## Brief
Could you filter the records below down to the lines that include the word "default"?

*** Opening of Records to use ***

PR #532, opened 2021-07-27
chore: use clsx instead of cx

dierat:
### Summary:
I ported over several components that are using `cx` (`classnames`), but the rest of the components are using `clsx`. This PR just updates all usage of `cx` to `clsx`.

I added this to the list of things we might want to automatically update when porting over a component: https://app.clubhouse.io/czi-edu/story/150855/write-migration-script-for-components-from-traject-eds

### Test Plan:
Spot check that there are no changes in styling in storybook.


ahuth (approved):
LGTM

anniehu4 (approved):
nice, good call. wonder if we could totally uninstall `classnames` to help enforce it 🤔

PR #533, opened 2021-07-27
Migrate to Yarn v3

ahuth:
### Summary:

This PR tries out using [Yarn workspaces](https://yarnpkg.com/features/workspaces) to simplify working in the repo. It would still use Lerna for publishing.

Using Yarn workspaces would simplify working with the repo a little bit.

There wouldn't be any lerna commands to remember to bootstrap deps, or to add dependencies to a package. There would only be `yarn install`.

- Just downloaded the repo and need to set it up? Just run `yarn install`
- Want to install dependency in a package? `cd` into it and run `yarn install <dependency name>`, as you normally would.

No `npx lerna --scope=somewhere do the thing damnit` commands to learn and remember. No more running `npm install <dep name>` in a package and getting the Lerna symlinks messed up.

Implications:
- Only a single lock file
- https://github.com/lerna/lerna/issues/2631 unfortunately means we can't publish from the dist/ directories currently. I think this is okay, and simplifies things a bit. But it is a slight change in how the packages would be used.

### Test Plan:

- [x] CI
- [ ] Publish alpha versions of the packages


.gitattributes
```diff
@@ -0,0 +1,8 @@
+# Ensure that all files have line feeds for line endings, so that they're consistent regardless of
+# which platform a change was developed on.
+* text=auto eol=lf
```
ahuth, line 3: This just means people can use the repo on Windows without inadvertently changing all the line endings. I just threw it in here for good measure, but it's not related to Yarn or workspaces.

.gitattributes
```diff
@@ -0,0 +1,8 @@
...
+
+# Identify Yarn 2 releases and plugins as binary content.
+# https://yarnpkg.com/getting-started/qa#which-files-should-be-gitignored
+/.yarn/releases/** binary
+/.yarn/plugins/** binary
```
ahuth, line 8: Interestingly, the version of Yarn (and any plugins) are actually JS files that get committed to the repo. This config tells git to treat them as binary data, so we don't end up with large diffs anytime we update them.

.yarnrc.yml
```diff
@@ -0,0 +1,7 @@
+nodeLinker: node-modules
+
+plugins:
+  - path: .yarn/plugins/@yarnpkg/plugin-workspace-tools.cjs
```
ahuth, line 4: A lot of Yarn functionality is in plugins. Added the workspace-tools one, which lets us to stuff like `yarn workspaces foreach run test`

packages/components/package.json
```diff
@@ -10,32 +10,28 @@
...
-  "publishConfig": {
-    "access": "public",
-    "directory": "dist/",
-    "registry": "https://registry.npmjs.org/"
-  },
   "repository": {
     "type": "git",
     "url": "git+https://github.com/chanzuckerberg/edu-design-system.git"
   },
+  "files": ["dist", "tailwind.config.js"],
```
ahuth, line 17: Since this is now publishing the whole directory as the package, this tells npm to only actually publish dist/ and tailwind.config.js.

npm will also include the package.json and README.md.

packages/components/package.json
```diff
@@ -10,32 +10,28 @@
...
   "scripts": {
-    "build": "npm run build:clean && npm run build:js && npm run build:styles && npm run build:types && rm -rf dist/playground",
+    "build": "yarn run build:clean && yarn run build:js && yarn run build:styles && yarn run build:types && rm -rf dist/playground",
     "build:clean": "rm -rf dist/",
-    "build:js": "babel src -d dist --extensions '.js,.jsx,.ts,.tsx' --ignore src/**/*.spec.ts,src/**/*.spec.tsx --ignore src/**/*.stories.ts,src/**/*.stories.tsx",
+    "build:js": "babel src -d dist --extensions '.js,.jsx,.ts,.tsx' --ignore 'src/**/*.spec.ts','src/**/*.spec.tsx' --ignore 'src/**/*.stories.ts','src/**/*.stories.tsx'",
```
ahuth, line 21: Not sure why, but I needed to add some quotes around the paths to make this work right.

packages/components/src/SVGIcon/SVGIcon.stories.tsx
```diff
@@ -3,7 +3,7 @@ import React from "react";
 import SVGIcon from "./SVGIcon";
 import type { Story } from "@storybook/react";
 import Text from "../Text";
-import Tokens from "@chanzuckerberg/eds-tokens/json/variables.json";
+import Tokens from "@chanzuckerberg/eds-tokens/dist/json/variables.json";
```
ahuth, line 6: This is an implication of publishing the entire package (instead of just dist/), and is a result of https://github.com/lerna/lerna/issues/2631.

We'd need to go update anywhere this is used in Traject. I think it's fine, and simplifies the build process a little bit. 

But we could alternatively output the built files to `packages/tokens/` instead of `packages/tokens/dist`, since they are committed to the repo anyway.

---

Note that this same issue doesn't affect eds-components, since we can still tell npm that dist/index.js is the "main" file.

packages/components/src/Heading/Heading.tsx
```diff
@@ -22,16 +22,26 @@ type Props = {
...
-   * Components that wrap typography sometimes require props such as
-   * event handlers, tabIndex, etc. to be passed down into the element.
-   * TODO: add better typing or documentation for optional props,
-   * e.g. React.HTMLAttributes<HTMLHeadingElement>
-   */ ...rest }: Props, ref) => (
-  <Typography as={as || size} size={size} ref={ref} {...rest}>
-    {children}
-  </Typography>
-));
+const Heading = forwardRef<HTMLElement, Props>(
```
ahuth, line 25: Eslint/Prettier fixed up this file (and a few others). No idea why this either didn't happen with NPM, or is happening differently.

.github/workflows/test.yml
```diff
@@ -8,25 +8,24 @@ jobs:
 
     strategy:
       matrix:
-        node-version: [10.x, 12.x, 14.x]
+        node-version: [12.x, 14.x]
```
ahuth, line 11: Haven't found docs on this, but it doesn't look like Yarn v2/v3 supports Node 10.

Seems okay for the design system, since all the apps we support are on Node 14.

dcwither:
> unfortunately means we can't publish from the dist/ directories currently. I think this is okay, and simplifies things a bit. But it is a slight change in how the packages would be used

This is too bad, but maybe this would be softened by making the project side effects false (or side effects *.css if need be). Then we can enable tree shaking in traject.

packages/components/package.json
```diff
@@ -93,6 +93,5 @@
     "storybook-css-modules-preset": "^1.1.1",
     "tailwindcss": "^2.0.3",
     "typescript": "^4.3.5"
-  },
-  "gitHead": "8680dac1fa3c685e2a35f80d9ceb157f5f5343bd"
```
ahuth, line 97: https://github.com/lerna/lerna/issues/1880 indicates that `gitHead` is something Lerna should remove after publishing, and isn't intended to be committed.

.github/workflows/test.yml
```diff
@@ -41,26 +40,25 @@ jobs:
...
+        uses: actions/setup-node@v2
         with:
           node-version: ${{ matrix.node-version }}
+          cache: 'yarn'
 
       - name: Install Dependencies ⬆️
-        run: |
-          npm ci --no-optional
-          npx lerna bootstrap
+        run: yarn install --immutable
```
ahuth, line 49: `--immutable` tells yarn to blow up if there would be any changes made to the yarn.lock file. This would happen if the package.json somehow got out of sync with the yarn.lock. The previous `npm ci` command would also do that (among other things).

.yarnrc.yml
```diff
@@ -0,0 +1,9 @@
...
+    spec: "@yarnpkg/plugin-workspace-tools"
+  - path: .yarn/plugins/@yarnpkg/plugin-interactive-tools.cjs
```
ahuth, line 6: The interactive-tools plugin lets you run `yarn upgrade-interactive` to open an interactive CLI for upgrading packages. It'll show you which packages have updates available, and lets you select which ones you want to update. I use it all the time in the other repos (axe-storybook-testing, frontend-libs, along).

packages/components/src/Heading/Heading.tsx
ahuth: The [prettier online playground agrees with the changes made in this PR](https://prettier.io/playground/#N4Igxg9gdgLgprEAuc0DOMAEAJOBDAEwEsoBzTAXkwDMIAnAdzzoICU5qAKT4TPNADSYwACyIAbAnQRC0RAF5whAegBUqgDpRMO1ZgDCEALYAHaAhhpMMEXiwM6eE9YCeZ0o5MiXmNMbgwREZwVtIAjgCuRNKYJnQQJlZoEaJ8aFo6mHpwAG4WmLZQBOJwdILWeABGAJJFcAAeQgFgAHTWEJiVcLH8aHAEmAQQDNokMB023XAlwbAtGbqYACoA8gAiK0h8BANdMPB0riYk5PSDEGARszB2RNA0ZwmB0HjisfGJAgtZmHAtpG12HgwDAWtglgBZAAyAEF9nQiJUIvA0AAecHQ3CEE4AURmFgAfN9VMpMC1ydIMJgAL5bAAKH3K0moAEpKATMJwFqilm4IB4nN40hRgPxMAAfcW+BRwanSxQiuSKOXMkXMuXAcktSkwalE7SZYCiCRSBDU7nKXnuTzefUslkAbhAAhATzuUDQyFAzHiDDpzAQnpQryYLk9LsqjjAAGsAgBlEzAk7IGB0CJKEBwIxdHb9KF4MgRPCkOAAMXoRjsgTIyBAeGREGdIBEMCM4gA6mIUYmwHA44GiIEcoOXLWwGhwyASH06DAGcXK8hqK8+i6AFZoeoAISjsZgcbwwShJDgS5XGY39TjJxKAEUIhB4GfxKuQImyqVa5UqtMm3Exu2RAEDYyAABwAAwunEEB9O2ni1nEISlHkTaRI+cAMgkQZ1mgAC0UBwP0-RNuEUTSPOpCLkgy4vhmfRGEQKZpnRN5wPe6HPq+NyVIBwEiMgABMLqpngEgnIYRhUZmaAAKxNhEfRLFUQY0a+OTprUBAWHGYAIiYMAwkUcYwC4JScbK1JAA).

packages/components/package.json
```diff
@@ -10,33 +10,32 @@
...
-    "registry": "https://registry.npmjs.org/"
-  },
   "repository": {
     "type": "git",
     "url": "git+https://github.com/chanzuckerberg/edu-design-system.git"
   },
+  "files": [
+    "dist",
+    "tailwind.config.js"
+  ],
```
ahuth, line 20: This tells npm to only publish files from `dist` and the `tailwind.config.js` file. Everything else (such as src/) will be ignored, except for some files that are always included in the published package (package.json, readme, changelog, etc).

ahuth: An alternative would be a .npmignore file listing the src/, .storybook/, coverage/, and storybook-static/ directories.

package.json
```diff
@@ -33,20 +35,8 @@
...
-  "keywords": [
-    "CZI",
-    "Learning Platform"
-  ],
   "author": "CZI",
   "license": "MIT",
-  "bugs": {
-    "url": "https://github.com/chanzuckerberg/edu-design-system/issues"
-  },
-  "homepage": "https://github.com/chanzuckerberg/edu-design-system#readme",
```
ahuth, line 49: Since this top-level package.json isn't for a published package, we don't need the repo, keywords, bugs, homepage, etc. info.

ahuth:
@chanzuckerberg/edu-frontend-infra what do you think? Does this change make sense, or seem reasonable? Do you hate it? Do you love it? Do you not care one way or the other? Let me know your thoughts.

dierat:
> @chanzuckerberg/edu-frontend-infra what do you think? Does this change make sense, or seem reasonable? Do you hate it? Do you love it? Do you not care one way or the other? Let me know your thoughts.

I'm ambivalent, but it does seem a little simpler, so 🤷

.eslintrc
```diff
@@ -6,10 +6,10 @@
   "parser": "@typescript-eslint/parser",
   "plugins": ["react-hooks", "testing-library"],
   "extends": [
+    "eslint:recommended",
     "plugin:react/recommended",
-    "plugin:prettier/recommended",
     "plugin:testing-library/react",
-    "eslint:recommended"
+    "plugin:prettier/recommended"
```
ahuth, line 12: I don't think it was affecting anything, bu https://github.com/prettier/eslint-plugin-prettier#recommended-configuration says prettier/recommended should be the last extension.

packages/components/src/Heading/Heading.tsx
ahuth: Actually, I bet when installing the deps through yarn we ended up with an updated version of Prettier, and they may have tweaked their formatting.

anniehu4: that would make sense 🤷‍♀️

anniehu4 (commented):
left some clarifying Qs, but overall I like this change! the workspace commands make more sense, and looks like it works pretty well with lerna 👍 

I feel ambivalent about importing `tokens` from "dist/", those get imported pretty rarely. I'm more wary about having to import from "dist/" for components until we have tree shaking set up 🤔 Mainly thinking about Icons, which we're recommending to import directly from their file, and they're pretty commonly used

I guess one alternative is outputting directly into packages/components, adding everything else to `.npmignore`, then cleaning up after so they're not committed? Is that too messy 😬 or is it possible to hold this change until we do have tree-shaking?

package.json
```diff
@@ -1,23 +1,26 @@
...
     "lint:scripts": "eslint --ignore-path .gitignore --ext=js,jsx,ts,tsx .",
-    "lint:scripts:fix": "npm run lint:scripts -- --fix",
-    "postinstall": "lerna bootstrap",
+    "lint:scripts:fix": "yarn run lint:scripts --fix",
     "prettier": "prettier --write \"**/*.{js,jsx,ts,tsx}\"",
     "publish-releases": "lerna publish from-git --no-push",
-    "start": "lerna run build --ignore=@chanzuckerberg/eds-components && lerna run start --parallel",
-    "test": "lerna run test",
-    "types": "lerna run types"
+    "start": "echo 'Do we need this?'",
```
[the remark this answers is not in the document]
ahuth: Ah, I've been cd-ing into packages/components and running `npm run start`. I missed that this was also running `start` in that package.

Will add it back.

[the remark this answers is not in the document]
ahuth: Done

package.json
```diff
@@ -1,23 +1,26 @@
 {
-  "name": "@chanzuckerberg/czedi-kit",
-  "version": "0.0.0",
+  "name": "edu-design-system",
+  "private": true,
```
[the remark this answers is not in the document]
ahuth: That's exactly right. We wouldn't want to do that anyway, and this prevents us from accidentally doing so.

package.json
```diff
@@ -1,23 +1,28 @@
...
     "lint:scripts": "eslint --ignore-path .gitignore --ext=js,jsx,ts,tsx .",
-    "lint:scripts:fix": "npm run lint:scripts -- --fix",
-    "postinstall": "lerna bootstrap",
+    "lint:scripts:fix": "yarn run lint:scripts --fix",
     "prettier": "prettier --write \"**/*.{js,jsx,ts,tsx}\"",
     "publish-releases": "lerna publish from-git --no-push",
-    "start": "lerna run build --ignore=@chanzuckerberg/eds-components && lerna run start --parallel",
-    "test": "lerna run test",
-    "types": "lerna run types"
+    "publish-releases:alpha": "yarn publish-releases --dist-tag alpha",
```
ahuth, line 22: Added scripts for publishing alpha versions.

Normally with Lerna you'd use one command to do this - `lerna publish --canary`.

But we have it split into the two separate phases (create-releases/version and publish-releases/publish), which helps us verify everything is correct before pushing.

That works great for us (and I like it), but it does mean we'll want to make sure each phase's command is correct. Hopefully these scripts help us do that.

packages/components/package.json
```diff
@@ -11,33 +11,32 @@
   "license": "MIT",
   "main": "dist/index.js",
   "sideEffects": false,
-  "publishConfig": {
-    "access": "public",
-    "directory": "dist/",
-    "registry": "https://registry.npmjs.org/"
```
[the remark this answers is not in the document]
ahuth: That is the default for registry, but it actually looks scoped packages (which these are with the `@chanzuckerberg/`) have a default of 'restricted' - https://docs.npmjs.com/cli/v7/using-npm/config#access

My test publish published them publicly, and I'm not sure why. Maybe because paid npm plans are going away?

Will add this back to explicitly override the documented default value. Good catch 👍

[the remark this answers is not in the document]
ahuth: Done

package.json
```diff
@@ -55,7 +48,6 @@
     "@typescript-eslint/eslint-plugin": "^4.15.1",
     "@typescript-eslint/parser": "^4.15.1",
     "classnames": "^2.2.6",
-    "codecov": "^3.8.1",
```
ahuth, line 58: Had to move codecov to the package.json that references it. Otherwise Yarn couldn't find its binary (binaries still get installed in the packages that install them, not the top level necessarily).

ahuth:
Thanks @anniehu4!

> is it possible to hold this change until we do have tree-shaking?

Yes, this is definitely possible. There's no rush on this. Other than my illogical desire to merge any PR ASAP :mashing-button-emoji:

> I'm more wary about having to import from "dist/" for components until we have tree shaking set up 🤔 Mainly thinking about Icons, which we're recommending to import directly from their file, and they're pretty commonly used

Are you thinking that for icons it's too annoying to have to do

```diff
- import FooIcon from '@chanzuckerberg/eds-components/icons/FooIcon';
+ import FooIcon from '@chanzuckerberg/eds-components/dist/icons/FooIcon';
```

?

Also, is anyone using icons from the eds-components package, yet? I thought that LP was only using icons defined in LP at this point in time?

> I guess one alternative is outputting directly into packages/components, adding everything else to .npmignore, then cleaning up after so they're not committed? Is that too messy

Yeah, that would work. Or there may be other strategies that involve moving some files around during publishing (such as copying the package.json and README files into dist/ and publishing from there or something).

I don't think those are really worth doing, though, since adding the `dist/` to an import path seems like a pretty small price to pay. It may be better to accept that and keep the build simpler.

But that's my 2 cents. Let me know what you think

ahuth:
https://github.com/FB-PLP/traject/pull/7846 updates these packages in Learning Platform for this branch, and shows the dist/ implications.

anniehu4:
> Also, is anyone using icons from the eds-components package, yet? I thought that LP was only using icons defined in LP at this point in time?

They're not, yet! But all the new Rounded icons from the UI kit are here, and I was planning to remove SvgIcon from LP in favor of these

anniehu4:
> Are you thinking that for icons it's too annoying to have to do

```suggestion
- import FooIcon from '@chanzuckerberg/eds-components/icons/Foo';
+ import FooIcon from '@chanzuckerberg/eds-components/dist/icons/Foo';
```

that was my original instinct, but upon reflection I think it's not such a big deal. Even with tree shaking, I don't necessarily think people should do 
```
import {FooIcon} from '@chanzuckerberg/eds-components'
```

If anything, it'd make more sense to actually create a separate Icons package then.

packages/components/package.json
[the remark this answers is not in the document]
anniehu4: iinteresting, thanks for checking!

package.json
anniehu4: thanks!

ahuth:
Creating a separate icons package makes sense to me.

For the import paths, we could change from `dist/` to `lib/`

```diff
- import FooIcon from '@chanzuckerberg/eds-components/dist/icons/FooIcon';
+ import FooIcon from '@chanzuckerberg/eds-components/lib/icons/FooIcon';
```

Maybe that would seem less annoying/weird?

anniehu4 (approved):
okay I'm down! I do think migrating to Yarn is worthwhile in the long run.

**last thought on `dist/`:**
> Or there may be other strategies that involve moving some files around during publishing (such as copying the package.json and README files into dist/ and publishing from there or something).

If this is easy (looking at the workaround from [this comment](https://github.com/lerna/lerna/issues/2631#issuecomment-675217008)), it's not that many files to move around. I think the slight complexity added to our build (which only we have to deal with) is worth it to make the experience nicer for everyone else.

Otherwise, it's not a huge deal, we can just communicate the change clearly.

anniehu4:
Just saw your last comment!

> For the import paths, we could change from dist/ to lib/

This does sound better to me 👍

ahuth:
Thanks!

Merging, even though the 10.x tests have not reported as finished. That's because they've been deleted... hoping that once this is in master github won't think it needs to wait for those tests.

*** Close of Records to use ***

## Written solution
ahuth: That is the default for registry, but it actually looks scoped packages (which these are with the `@chanzuckerberg/`) have a default of 'restricted' - https://docs.npmjs.com/cli/v7/using-npm/config#access
Will add this back to explicitly override the documented default value. Good catch 👍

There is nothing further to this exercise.